Fox Searchlight’s cop drama “Street Kings” and Sony’s horror film “Prom Night” have the most playdates among the three wide openers as well as the most identifiable target audiences.
Miramax’s comedy “Smart People” — unspooling in about half as many locations — will try to capture the date-night set but appears unlikely to climb out of the single-digit millions during the frame.
“Prom” and “Kings” will both shoot for the teen millions, but the R-rated “Kings” is more restricted in its potential audience reach than the PG-13 “Prom.”
A remake of the 1980 Jamie Lee Curtis starrer about a vengeful killer, “Prom” will play best with younger moviegoers and horror fans.
If things go smoothly, “Prom” should open north of “Kings,” but much depends on whether famously fickle youthful moviegoers decide that they are back in the mood for the recently slack horror genre. That’s difficult to gauge from tracking data, as teens tend to make last-minute movie choices.
“It’s been tough for some of the (recent horror) pictures that have preceded us,” Sony distribution president Rory Bruer said. “But we feel good about the picture. Prom night is a common sort of experience, and our marketing materials seem to be resonating with moviegoers.”
Sony has ruled the box office for the past two weekends with its young-skewing gambling drama “21.”
Teen girls tend to be the best draw for horror films. So it could prove a complementary market coupling with “Kings,” which is tracking best among younger males in prerelease data.

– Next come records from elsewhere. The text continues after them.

PR #676, opened 2019-03-19
TSK-844: Reorder columns in history view and sort by "created"-value

BVier:
Reorders the columns and add the "created"-Instant (works as timestamp).
Default ordering is by "created" ascending.

A translation for the date-query is still missing.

Keanu Reeves plays a Los Angeles cop faced with havoc in his life and career in “Kings,” whose ensemble cast includes Forest Whitaker, Hugh Laurie and Chris Evans. The film is based on an original screenplay by crime novelist James Ellroy, whose literary yarns have been spun into noir films including “L.A. Confidential” (1997) and “The Black Dahlia” (2006).
Starring Dennis Quaid, Sarah Jessica Parker, Thomas Haden Church and Ellen Page, the R-rated “Smart People” is a genre hybrid — playing as part romantic comedy and part family drama. Perhaps because of that neither-fish-nor-fowl dilemma, prerelease tracking data has been inauspicious. It marks the feature debut of commercials director Noam Murro.